We found that globally averaged extreme precipitation responses in the simulated twentieth century climate under different forcing factors (ALL, ANT, GHG, and SUL) are in overall concert with the Clausius-Clapeyron constraints. This is in agreement with previous studies using future scenario simulations (Allen and Ingram 2002; Trenberth et al. 2003; Pall et al. 2007; Kharin et al. 2007). This robustness of moisture availability constraints on the extreme precipitation changes supports the higher detectability in extreme precipitation than in the mean precipitation (Hegerl et al. 2004).

This study has a few methodological distinctions from previous studies. First, detectability is assessed using transient climate simulations of the entire twentieth century rather than of the latter half of the twentieth century (Kiktev et al. 2003, 2007) or future simulations (Hegerl et al. 2004). Second, we consider temporal variations of precipitation extremes rather than just the long-term trends (Kiktev et al. 2003, 2007; Hegerl et al. 2004). This has the potential to improve the detectability of external signals, especially if decadal variation is substantial. Third, different spatial domains ranging from the globe to individual continents were considered. Fourth, our perfect model analysis is constructed more realistically by considering ALL simulations as observations and the other experiments as possible explanations.

It should be noted that the annual maxima used here may be drawn from particular seasons over the large parts of regions, such as monsoonal areas, where strong seasonal signatures in precipitations exist.
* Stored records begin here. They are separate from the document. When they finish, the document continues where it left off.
PR #11278, opened 2023-08-12
Mark accelerated DMA destination buffers and images as GPU-modified

### LINKED ISSUE #10080: Sid Meier's Civilization VI - The game crashes with Vulcan and looks glitchy with OpenGL

### Affected Build(s)

1407

### Description of Issue

Sid Meiers Civilization VI [010044500C182000][v0] is unplayable:

1. If I run it with Vulcan backend, it crashes when I start a new game (during the loading screen with a Civ leader) ([yuzu_log_Vulcan_crash.txt](https://github.com/yuzu-emu/yuzu/files/11301075/yuzu_log_Vulcan_crash.txt))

Therefore the use of seasonal maxima may not substantially increase detectability. On the other hand, incorporating seasonality could be beneficial on regional scales by separating mechanisms of extreme precipitations into convection versus large-scale process.
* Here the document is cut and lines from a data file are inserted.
PR #12018, opened 2023-11-13
android: Settings visual cleanup

t895:
- Adds icons and descriptions to the top-level settings page
- Removes dividers between each settings item
- Makes all transitions in settings the same
- Removes General submenu
- Moves Limit Speed to System
- Moves PiP to Graphics
- Moves CPU accuracy to Debug

### Top Level
Before -
image

After - 
image

### Within each submenu
Before -
image

After -
image


FearlessTobi (approved):
Nice, looks much cleaner!
I don't know if we need the "etc" everywhere, but thats probably just personal preference.

t895:
I'm not sure what else I'd put there besides an ellipsis or something. What do you think?

FearlessTobi:
WhatsApp doesn't put anything there for example:

WhatsApp Image 2023-11-13 at 03 21 46(1)

But its probably just a matter of personal preference.

t895:
Well, I think I like that version more. Lemme try it out.

t895:
Yeah I think this is better - pushing now
image

PR #12020, opened 2023-11-13
 Yuzu emulator

Chamatvha:
Aot


german77:
This PR seems like a mistake.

It should also be noted that this study is more a resampleable model experiment as we use three realizations to define the observations. That is, the data set used as observations is three times as large as would be realizable in the real world. The major aim of utilizing the three member ensemble is to obtain more reliable estimates of extreme precipitation indices from larger number of samples, but this might reduce noise related to sampling error on the observations and affect detectability. In this regard, we conducted a simple test by comparing GEV parameters estimated from a single realization to those from three realizations. The L-moment method (Hosking 1990) was applied for GEV parameter estimation with the single realization of observations due to a small number of samples, i.e. 20 annual maxima, because the ML method can occasionally produce unreliable estimates when sample size is too small (Martins and Stedinger 2000, Kharin et al. 2005). We found very similar spatial and temporal patterns of the two GEV parameters obtained from single and three realizations, suggesting that the internal (or intraensemble) variability is relatively weak compared to the mean response in the ALL experiment with the ECHO-G model.
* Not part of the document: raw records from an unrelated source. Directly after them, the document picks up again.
PR #12036, opened 2023-11-15
Query Cache: Disable write syncing on Android

FernandoS27:
This should fix the crashes on Turnip on games that need query summing like Red Dead Redemption and LM3

### DIFF
--- a/src/video_core/renderer_vulkan/vk_query_cache.cpp
+++ b/src/video_core/renderer_vulkan/vk_query_cache.cpp
@@ -211,6 +211,13 @@ public:
             return;
         }
         PauseCounter();
+        const auto driver_id = device.GetDriverID();
+        if (driver_id == VK_DRIVER_ID_QUALCOMM_PROPRIETARY ||
+            driver_id == VK_DRIVER_ID_ARM_PROPRIETARY || driver_id == VK_DRIVER_ID_MESA_TURNIP) {
+            pending_sync.clear();
+            sync_values_stash.clear();
+            return;
+        }
         sync_values_stash.clear();
         sync_values_stash.emplace_back();
         std::vector<HostSyncValues>* sync_values = &sync_values_stash.back();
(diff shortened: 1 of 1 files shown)


src/video_core/renderer_vulkan/vk_query_cache.cpp
```diff
@@ -211,6 +211,9 @@ class SamplesStreamer : public BaseStreamer {
             return;
         }
         PauseCounter();
+#ifdef ANDROID
```
liamwhite, line 214: Make this a driver ID check instead of conditional compilation

brujo5:
@FernandoS27 
Sir, I ask this of you since you are currently fixing problems with turnip, could you check a bug that has existed since Yuzu was released for Android with the Dragon Ball Fighterz game?  In the middle of the fights when executing super attacks or final attacks, the game freezes and the use of RAM increases abruptly until it is all consumed and the game crashes.  That bug happens on any Android phone.  I reported it a long time ago but no one paid attention and I'm sure it has to do with what you are fixing.

djdp77:
Just out of curiosity, is this fixing an issue with Yuzu itself or rather you circumventing an issue Turnip has? Might be worth reporting to Mesa if the latter

FernandoS27:
> Just out of curiosity, is this fixing an issue with Yuzu itself or rather you circumventing an issue Turnip has? Might be worth reporting to Mesa if the latter

It's more of a trial and error. Some games that are crashing require some special handling GPU side. So I was looking to see if this was the cause.

djdp77:
Got it, thanks! If it's confirmed that avoids the issue, again, would it be avoiding a problem Yuzu has or Turnip has?

i.e. you are disabling write syncing because does not work with Turnip. For it to work as it does with Qualcomm rather than disabling just it, would change have to come from Yuzu or Turnip?

boludoz:
image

Finally, it should be pointed out that the results presented here probably represent the upper limit of detectability in extreme precipitation. Comparison between model grid data with station-based observations (e.g., Osborn and Hulme 1997) remains a challenge. Reanalyses are also not of sufficient quality in this respect (Kharin et al. 2005). More importantly, multimodel analyses using historical simulations should be carried out to consider the uncertainty arising from different model responses (Tebaldi et al. 2006; Kharin et al. 2007). Also, it would be imperative to include high resolution models that could better resolve regional climate features associated with precipitation extremes and to test the sensitivity of detectability to model resolution: Can the lower detectability at smaller regional scales be improved by increasing model resolutions?